Task => Would you please transcribe the entire listing exactly?

Provided data Block Start

PR #812, opened 2021-04-09
Refactor MBT for ICS02 & ICS03 using new modelator Rust API

andrey-kuprianov:
Closes: #713 

## Description

Refactoring of MBT for ICS02 & ICS03 using the new `modelator` Rust API 
______

For contributor use:

- [ ] Updated the __Unreleased__ section of [CHANGELOG.md](https://github.com/informalsystems/ibc-rs/blob/master/CHANGELOG.md) with the issue.
- [ ] If applicable: Unit tests written, added test to CI.
- [ ] Linked to Github issue with discussion and accepted design OR link to spec that describes this work.
- [ ] Updated relevant documentation (`docs/`) and code comments.
- [ ] Re-reviewed `Files changed` in the Github PR explorer.

PR #1249, opened 2021-07-29
Update `modelator` to 0.2.0

jtremback:
## Description

This updates to the new Modelator 0.2.0. Some caveats:

- I am manually setting the model checker to TLC (the default in Modelator 0.2.0 is Apalache), because the TLA+ spec seems not to run in Apalache.
- I had to get rid of an assert I don't understand on https://github.com/informalsystems/ibc-rs/commit/60e3185e9249e1fb499758f37cc72a728e3c187b#diff-ec1a9a4dbc3d8d3aa74543450bb465b3c01d62036a5449fbba077e185f4ce323L66 because it was failing.

Let me know if this looks OK otherwise, and I can add the unclog file and other housekeeping stuff to this PR.

______

For contributor use:

- [ ] (not applicable) If applicable: Unit tests written, added test to CI.
- [ ] (not applicable) Linked to Github issue with discussion and accepted design OR link to spec that describes this work.

### DIFF
--- a/.changelog/unreleased/improvements/1249-update-modelator.md
+++ b/.changelog/unreleased/improvements/1249-update-modelator.md
@@ -1,3 +1,3 @@
-- Update Modelator to 0.2.0
+- Update Modelator to 0.2.0 ([#1249])
 
 [#1249]: https://github.com/informalsystems/ibc-rs/pull/1249
--- a/.changelog/unreleased/improvements/1249-update-modelator.md
+++ b/.changelog/unreleased/improvements/1249-update-modelator.md
@@ -1,0 +1,3 @@
+- Update Modelator to 0.2.0
+
+[#1249]: https://github.com/informalsystems/ibc-rs/pull/1249
--- a/modules/tests/runner/mod.rs
+++ b/modules/tests/runner/mod.rs
@@ -52,7 +52,6 @@ impl IbcTestRunner {
     }
 
     /// Create a `MockContext` for a given `chain_id`.
-    /// Panic if a context for `chain_id` already exists.
     pub fn init_chain_context(&mut self, chain_id: String, initial_height: u64) {
         let chain_id = Self::chain_id(chain_id);
         // never GC blocks
--- a/modules/tests/runner/mod.rs
+++ b/modules/tests/runner/mod.rs
@@ -436,8 +436,8 @@ impl IbcTestRunner {
     }
 }
 
-impl modelator::runner::TestRunner<Step> for IbcTestRunner {
-    fn initial_step(&mut self, step: Step) -> bool {
+impl modelator::step_runner::StepRunner<Step> for IbcTestRunner {
+    fn initial_step(&mut self, step: Step) -> Result<(), String> {
         assert_eq!(step.action, Action::None, "unexpected action type");
         assert_eq!(
             step.action_outcome,
@@ -448,10 +448,10 @@ impl modelator::runner::TestRunner<Step> for IbcTestRunner {
         for (chain_id, chain) in step.chains {
             self.init_chain_context(chain_id, chain.height);
         }
-        true
+        Ok(())
     }
 
-    fn next_step(&mut self, step: Step) -> bool {
+    fn next_step(&mut self, step: Step) -> Result<(), String> {
         let result = self.apply(step.action);
         let outcome_matches = match step.action_outcome {
             ActionOutcome::None => panic!("unexpected action outcome"),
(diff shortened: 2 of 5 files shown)


modules/tests/runner/mod.rs
```diff
@@ -63,7 +63,7 @@ impl IbcTestRunner {
             max_history_size,
             Height::new(Self::revision(), initial_height),
         );
-        assert!(self.contexts.insert(chain_id, ctx).is_none());
+        self.contexts.insert(chain_id, ctx);
```
vitorenesduarte, line 66: I believe this assert fails in the new version because the `IbcTestRunner` is shared across tests: `run_tla_steps` now takes a `&mut`, reusing it on all tests, while before `run` took an owned value that was cloned for each test. (This probably means that the assert only fails when the second test is run.)

modules/tests/runner/mod.rs
```diff
@@ -448,11 +448,11 @@ impl modelator::runner::TestRunner<Step> for IbcTestRunner {
...
             self.init_chain_context(chain_id, chain.height);
         }
-        true
+        Ok(())
     }
 
-    fn next_step(&mut self, step: Step) -> bool {
-        let result = self.apply(step.action);
+    fn next_step(&mut self, step: Step) -> Result<(), String> {
+        let result = self.apply(step.clone().action);
```
vitorenesduarte, line 455: This `.clone()` shouldn't be needed.

modules/tests/runner/mod.rs
jtremback: Is it important? Does it need to go back in and be fixed?

modules/tests/runner/mod.rs
jtremback: Thanks! You're right.

modules/tests/runner/mod.rs
vitorenesduarte: In my view this is fine given the current behaviour of modelator. But I think that the behaviour in the previous version is more intuitive as it allows this kind of asserts. (In this case we're saying that each chain should be initialized only once, which is true within a single test, but false across tests).

jtremback: Ok, leaving the assert out

jtremback:
Security audit is failing but that appears to be a Tendermint dep?

adizere:
I'm not sure I understand the relation between this PR and the previously-opened one #812. Could you clarify if the current PR complete supersedes (so we can close and ignore) #812?

adizere:
> Security audit is failing but that appears to be a Tendermint dep?

Indeed, not exactly Tendermint dep, but fixing the security audit is blocked by prost & tonic (ref https://github.com/informalsystems/ibc-rs/pull/1166#issuecomment-879173781)

jtremback:
> I'm not sure I understand the relation between this PR and the previously-opened one #812. Could you clarify if the current PR complete supersedes (so we can close and ignore) #812?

Provided data Block End

The answer =>
PR #812, opened 2021-04-09
Refactor MBT for ICS02 & ICS03 using new modelator Rust API

andrey-kuprianov:
Closes: #713 

## Description

Refactoring of MBT for ICS02 & ICS03 using the new `modelator` Rust API 
______

For contributor use:

- [ ] Updated the __Unreleased__ section of [CHANGELOG.md](https://github.com/informalsystems/ibc-rs/blob/master/CHANGELOG.md) with the issue.
- [ ] If applicable: Unit tests written, added test to CI.
- [ ] Linked to Github issue with discussion and accepted design OR link to spec that describes this work.
- [ ] Updated relevant documentation (`docs/`) and code comments.
- [ ] Re-reviewed `Files changed` in the Github PR explorer.

PR #1249, opened 2021-07-29
Update `modelator` to 0.2.0

jtremback:
## Description

This updates to the new Modelator 0.2.0. Some caveats:

- I am manually setting the model checker to TLC (the default in Modelator 0.2.0 is Apalache), because the TLA+ spec seems not to run in Apalache.
- I had to get rid of an assert I don't understand on https://github.com/informalsystems/ibc-rs/commit/60e3185e9249e1fb499758f37cc72a728e3c187b#diff-ec1a9a4dbc3d8d3aa74543450bb465b3c01d62036a5449fbba077e185f4ce323L66 because it was failing.

Let me know if this looks OK otherwise, and I can add the unclog file and other housekeeping stuff to this PR.

______

For contributor use:

- [ ] (not applicable) If applicable: Unit tests written, added test to CI.
- [ ] (not applicable) Linked to Github issue with discussion and accepted design OR link to spec that describes this work.

### DIFF
--- a/.changelog/unreleased/improvements/1249-update-modelator.md
+++ b/.changelog/unreleased/improvements/1249-update-modelator.md
@@ -1,3 +1,3 @@
-- Update Modelator to 0.2.0
+- Update Modelator to 0.2.0 ([#1249])
 
 [#1249]: https://github.com/informalsystems/ibc-rs/pull/1249
--- a/.changelog/unreleased/improvements/1249-update-modelator.md
+++ b/.changelog/unreleased/improvements/1249-update-modelator.md
@@ -1,0 +1,3 @@
+- Update Modelator to 0.2.0
+
+[#1249]: https://github.com/informalsystems/ibc-rs/pull/1249
--- a/modules/tests/runner/mod.rs
+++ b/modules/tests/runner/mod.rs
@@ -52,7 +52,6 @@ impl IbcTestRunner {
     }
 
     /// Create a `MockContext` for a given `chain_id`.
-    /// Panic if a context for `chain_id` already exists.
     pub fn init_chain_context(&mut self, chain_id: String, initial_height: u64) {
         let chain_id = Self::chain_id(chain_id);
         // never GC blocks
--- a/modules/tests/runner/mod.rs
+++ b/modules/tests/runner/mod.rs
@@ -436,8 +436,8 @@ impl IbcTestRunner {
     }
 }
 
-impl modelator::runner::TestRunner<Step> for IbcTestRunner {
-    fn initial_step(&mut self, step: Step) -> bool {
+impl modelator::step_runner::StepRunner<Step> for IbcTestRunner {
+    fn initial_step(&mut self, step: Step) -> Result<(), String> {
         assert_eq!(step.action, Action::None, "unexpected action type");
         assert_eq!(
             step.action_outcome,
@@ -448,10 +448,10 @@ impl modelator::runner::TestRunner<Step> for IbcTestRunner {
         for (chain_id, chain) in step.chains {
             self.init_chain_context(chain_id, chain.height);
         }
-        true
+        Ok(())
     }
 
-    fn next_step(&mut self, step: Step) -> bool {
+    fn next_step(&mut self, step: Step) -> Result<(), String> {
         let result = self.apply(step.action);
         let outcome_matches = match step.action_outcome {
             ActionOutcome::None => panic!("unexpected action outcome"),
(diff shortened: 2 of 5 files shown)


modules/tests/runner/mod.rs
```diff
@@ -63,7 +63,7 @@ impl IbcTestRunner {
             max_history_size,
             Height::new(Self::revision(), initial_height),
         );
-        assert!(self.contexts.insert(chain_id, ctx).is_none());
+        self.contexts.insert(chain_id, ctx);
```
vitorenesduarte, line 66: I believe this assert fails in the new version because the `IbcTestRunner` is shared across tests: `run_tla_steps` now takes a `&mut`, reusing it on all tests, while before `run` took an owned value that was cloned for each test. (This probably means that the assert only fails when the second test is run.)

modules/tests/runner/mod.rs
```diff
@@ -448,11 +448,11 @@ impl modelator::runner::TestRunner<Step> for IbcTestRunner {
...
             self.init_chain_context(chain_id, chain.height);
         }
-        true
+        Ok(())
     }
 
-    fn next_step(&mut self, step: Step) -> bool {
-        let result = self.apply(step.action);
+    fn next_step(&mut self, step: Step) -> Result<(), String> {
+        let result = self.apply(step.clone().action);
```
vitorenesduarte, line 455: This `.clone()` shouldn't be needed.

modules/tests/runner/mod.rs
jtremback: Is it important? Does it need to go back in and be fixed?

modules/tests/runner/mod.rs
jtremback: Thanks! You're right.

modules/tests/runner/mod.rs
vitorenesduarte: In my view this is fine given the current behaviour of modelator. But I think that the behaviour in the previous version is more intuitive as it allows this kind of asserts. (In this case we're saying that each chain should be initialized only once, which is true within a single test, but false across tests).

jtremback: Ok, leaving the assert out

jtremback:
Security audit is failing but that appears to be a Tendermint dep?

adizere:
I'm not sure I understand the relation between this PR and the previously-opened one #812. Could you clarify if the current PR complete supersedes (so we can close and ignore) #812?

adizere:
> Security audit is failing but that appears to be a Tendermint dep?

Indeed, not exactly Tendermint dep, but fixing the security audit is blocked by prost & tonic (ref https://github.com/informalsystems/ibc-rs/pull/1166#issuecomment-879173781)

jtremback:
> I'm not sure I understand the relation between this PR and the previously-opened one #812. Could you clarify if the current PR complete supersedes (so we can close and ignore) #812?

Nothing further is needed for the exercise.